Neuss-Grevenbroicher Zeitung Neuss
„Druck auf Pflegeheime abgewälzt“
Die Träger der Einrichtungen sind bei den gelockerten Besuchsregeln gespalten.
DÜSSELDORF Die Arbeiterwohlfahrt Nordrhein-westfalen kritisiert die Landesregierung für die Wiedereröffnung der Pflegeheime am vergangenen Samstag. „Es ist verantwortungslos, wenn der Gesundheitsminister den Angehörigen zum Muttertag Besuche verspricht, sich aber in keiner Weise um die Umsetzung kümmert“, sagt Sprecherin Katrin Mormann. „Dieser Druck wurde einfach auf die Träger und vor allem auf Einrichtungen abgewälzt.“
Die neue Verordnung der Landesregierung hält Mormann für „nicht durchdacht“. Diese erlaube es den Angehörigen etwa, mit Bewohnern spazieren zu gehen. Es sei dabei jedoch nicht möglich, sicherzustellen, dass der Sicherheitsabstand eingehalten werde. „Damit wird die Infektionsgefahr in den Seniorenzentren im schlimmsten Fall wieder unkontrollierbar – das ist unverantwortlich.“
Dennoch zieht Mormann eine positive Zwischenbilanz nach den ersten Tagen seit der Wiedereröffnung der Pflegeheime. „Die Umsetzung
der Besuchsregelung hat sehr gut funktioniert“, sagt sie. Der Andrang habe sich in Grenzen gehalten. „Vereinzelt gab es aber auch Beschwerden, dass man nicht ins Haus durfte und dass die Zeiten zu kurz waren“, berichtet Mormann. Nrw-gesundheitsminister Karl-josef Laumann (CDU) hatte von maximal zwei Stunden Besuchszeit je Bewohner gesprochen. Diese Dauer sei jedoch „nicht organisierbar“gewesen. In den ersten Tagen seien einzelne Angehörige auch unangemeldet zum Besuch erschienen. „Sie wurden auf die vorherige Besuchsanmeldung hingewiesen, konnten ihre Angehörigen aber dennoch besuchen.“In großen Awo-pflegeheimen mussten vereinzelt auch Besucher abgewiesen werden.

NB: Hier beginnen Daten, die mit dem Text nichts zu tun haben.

PR #530, opened 2018-03-15
Add API endpoint to change a user’s email address

rubenarakelyan:
This commit adds an API endpoint at `PATCH /subscribers/:address` that changes a user’s email address given an existing and new email address.

Trello: https://trello.com/c/1maT3NIT/692-add-an-endpoint-to-email-alert-api-to-change-a-subscribers-email-address

### DIFF
--- a/app/controllers/subscribers_controller.rb
+++ b/app/controllers/subscribers_controller.rb
@@ -9,10 +9,19 @@ class SubscribersController < ApplicationController
     render json: { subscriber: subscriber.as_json, subscriptions: subscriptions }
   end
 
+  def change_address
+    subscriber.update!(address: new_address)
+    render json: { subscriber: subscriber }
+  end
+
 private
 
   def subscriber
     @subscriber ||= Subscriber.find_by!("LOWER(address) = ?", address.downcase)
+  end
+
+  def new_address
+    subscriber_params.require(:new_address)
   end
 
   def address
@@ -20,6 +29,6 @@ private
   end
 
   def subscriber_params
-    params.permit(:address)
+    params.permit(:address, :new_address)
   end
 end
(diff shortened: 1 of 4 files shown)


app/controllers/subscribers_controller.rb
```diff
@@ -9,17 +9,30 @@ def subscriptions
     render json: { subscriber: subscriber.as_json, subscriptions: subscriptions }
   end
 
+  def change_address
+    subscriber.address = new_address
+    if subscriber.save
+      render json: { subscriber: subscriber }
+    else
+      render json: { message: subscriber.errors.full_messages.to_sentence }, status: 422
```
thomasleese: Can we do `subscriber.update(address: new_address)` and leave the validation exception to show this message?

rubenarakelyan: Done!

config/routes.rb
```diff
@@ -13,6 +13,8 @@
 
     get "/subscribers/:address/subscriptions", to: "subscribers#subscriptions",
       constraints: { address: /.+@.+\..+/ }
+    post "/subscribers/:address/change-address", to: "subscribers#change_address",
```
thomasleese: I don't know how much we care about REST, but we could instead make this a `PATCH /subscribers/:address` endpoint and then the body will be replacement fields.

```
PATCH /subscribers/test@example.com

address=test2@example.com
```

config/routes.rb
```diff
@@ -13,6 +13,8 @@
...
+      constraints: { address: /.+@.+\..+/ }
```
thomasleese: I think it's possible to move this constraint into a block and then every route underneath it will have the same constraint applied to it.

config/routes.rb
rubenarakelyan: Yes good idea, done

config/routes.rb
rubenarakelyan: Yup works a treat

Der befürchtete Andrang in den ersten Tagen der Lockerung sei auch in den diakonischen Altenheimen in Nordrhein-westfalen ausgeblieben, sagt Sabine Damaschke, Sprecherin des Diakonischen Werks Rheinland-westfalen-lippe. In vielen Einrichtungen hätten Besuche in Gärten und Außenbereichen stattgefunden. Seit der Wiedereröffnung der Pflegeheime müssten die Besucher
jedoch mehr Geduld haben: Es werden Wartelisten für die Besuche geführt, die vorher telefonisch angemeldet werden müssen.

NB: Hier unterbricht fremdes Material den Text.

PR #536, opened 2018-03-16
Fix broken data

thomasleese:
This fixes some broken data we have in production related to missing some database restrictions on our columns.

This replaces #531 as the undeployable migration was reverted.


thomasleese:
@bevanloon I tested on staging, and it took a couple of minutes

Das stelle in einigen Einrichtungen auch das Personal vor Herausforderungen: „Das Personal ist sowieso knapp belegt, hinzu kommen nun Anmeldungen und Kurzscreenings“, sagt Damaschke. Wegen der Lockerung der Besuchsregeln seien viele Dienstpläne kurzfristig geändert worden. „Es gibt eine große Bereitschaft, etwas länger zu bleiben und mehr zu arbeiten.“Anfangs habe es an Schutzkleidung in den Pflegeheimen gefehlt, die Lage habe sich mittlerweile aber entspannt.

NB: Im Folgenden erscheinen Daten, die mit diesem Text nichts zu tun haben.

PR #538, opened 2018-03-16
Subscriber ids on emails

thomasleese:
This PR introduces a new `subscriber_id` field to emails and sets it in the immediate email builder and
the digest email builder.

Replaces #527 as that was reverted. Unlike the original PR, this doesn't add the foreign key as it locks the table.

[Trello Card](https://trello.com/c/xEP0zV7E/686-store-subscriberid-with-email)

### DIFF
--- a/db/migrate/20180315080842_add_subscriber_id_to_emails.rb
+++ b/db/migrate/20180315080842_add_subscriber_id_to_emails.rb
@@ -1,5 +1,16 @@
 class AddSubscriberIdToEmails < ActiveRecord::Migration[5.1]
-  def change
+  def up
     add_reference :emails, :subscriber
+
+    execute %(
+      ALTER TABLE "emails"
+      ADD CONSTRAINT emails_subscriber_id_fk
+      FOREIGN KEY ("subscriber_id") REFERENCES "subscribers" ("id")
+      ON DELETE CASCADE NOT VALID
+    )
+  end
+
+  def down
+    remove_reference :emails, :subscriber
   end
 end
--- a/db/migrate/20180315080842_add_subscriber_id_to_emails.rb
+++ b/db/migrate/20180315080842_add_subscriber_id_to_emails.rb
@@ -1,0 +1,5 @@
+class AddSubscriberIdToEmails < ActiveRecord::Migration[5.1]
+  def change
+    add_reference :emails, :subscriber
+  end
+end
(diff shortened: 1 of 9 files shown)


db/migrate/20180315080842_add_subscriber_id_to_emails.rb
```diff
@@ -0,0 +1,5 @@
+class AddSubscriberIdToEmails < ActiveRecord::Migration[5.1]
+  def change
+    add_reference :emails, :subscriber
```
bevanloon: in the reverted commit we've also added a `foreign_key` (https://github.com/alphagov/email-alert-api/pull/527/files#diff-5ada1ec3c318e9d3712d888134d92ec5R4) - any reason we aren't doing that here?

thomasleese: Oh yeah, I should clarify this difference in the PR. The reason is that adding the foreign key locks the tables for a few minutes so we can't deploy this easily during working hours.

bevanloon: Cool. I wonder if using `NOT VALID` on the creation of the foreign key would help speed that up?

thomasleese: I hadn't seen `NOT VALID` before! It looks like that would help, but it seems like there's no support for it in active record so we would need to use an `execute` statement in the migration.

thomasleese: I've pushed up a commit which creates the foreign key using `NOT VALID`.

bevanloon: awesome - I was thinking it might be a bit messy to include in this pr, but 👍

kevindew:
@thomasleese this breaks the test_email rake task as subscriber_list is a required argument.

lib/tasks/deliver.rake
```diff
@@ -1,15 +1,17 @@
 namespace :deliver do
-  def test_email(address)
+  def test_email(address, subscriber_id)
```
kevindew: This is the bit that causes the problem.

thomasleese: Oh oops, I'll raise a PR to make it optional.

thomasleese: https://github.com/alphagov/email-alert-api/pull/549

Auch Frank Johannes Hensel, Vorsitzender der Landesarbeitsgemeinschaft der Freien Wohlfahrtspflege NRW, zieht eine positive Bilanz der ersten Tage: Den Pflegeheimen sei es weitestgehend gelungen, Gedränge und lange Wartezeiten zu vermeiden. Viele Angehörige hätten sich bereitwillig auf die vielen Regeln eingelassen. „Wir brauchen den Aufbau von guten Erfahrungen und Erkenntnissen auf der Gratwanderung zwischen Distanzwahrung und persönlicher Nähe“, so Hensel.